To read and write 8-bit bytes, programs should use the byte streams, descendants of InputStream (in the API reference documentation) and OutputStream (in the API reference documentation). InputStream and OutputStream provide the API and partial implementation for input streams (streams that read 8-bit bytes) and output streams (streams that write 8-bit bytes). These streams are typically used to read and write binary data such as images and sounds. Two of the byte stream classes, ObjectInputStream and ObjectOutputStream, are used for object serialization. These classes are covered in Object Serialization.

As with Reader and Writer, subclasses of InputStream and OutputStream provide specialized I/O that falls into two categories, as shown in the following class hierarchy figure: data sink streams (shaded) and processing streams (unshaded).

Understanding the I/O Superclasses

Reader and InputStream define similar APIs but for different data types. For example, Reader contains these methods for reading characters and arrays of characters:
int read()
int read(char cbuf[])
int read(char cbuf[], int offset, int length)
InputStream defines the same methods but for reading bytes and arrays of bytes:
int read()
int read(byte cbuf[])
int read(byte cbuf[], int offset, int length)
Also, both Reader and InputStream provide methods for marking a location in the stream, skipping input, and resetting the current position.

Writer and OutputStream are similarly parallel.
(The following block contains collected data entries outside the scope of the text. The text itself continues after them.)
PR #134, opened 2021-08-19
improve error message when trying to set an uninstalled julia as default 

KristofferC:


Cargo.lock
```diff
@@ -108,7 +108,9 @@ dependencies = [
  "encode_unicode",
  "lazy_static",
  "libc",
+ "regex",
```
KristofferC, line 111: My IDE kept addinga this stuff...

Writer defines these methods for writing characters and arrays of characters:

int write(int c)
int write(char cbuf[])
int write(char cbuf[], int offset, int length)
And OutputStream defines the same methods but for bytes:
int write(int c)
int write(byte cbuf[])
int write(byte cbuf[], int offset, int length)
All of the streams--readers, writers, input streams, and output streams--are automatically opened when created. You can close any stream explicitly by calling its close method. Or the garbage collector can implicitly close it, which occurs when the object is no longer referenced.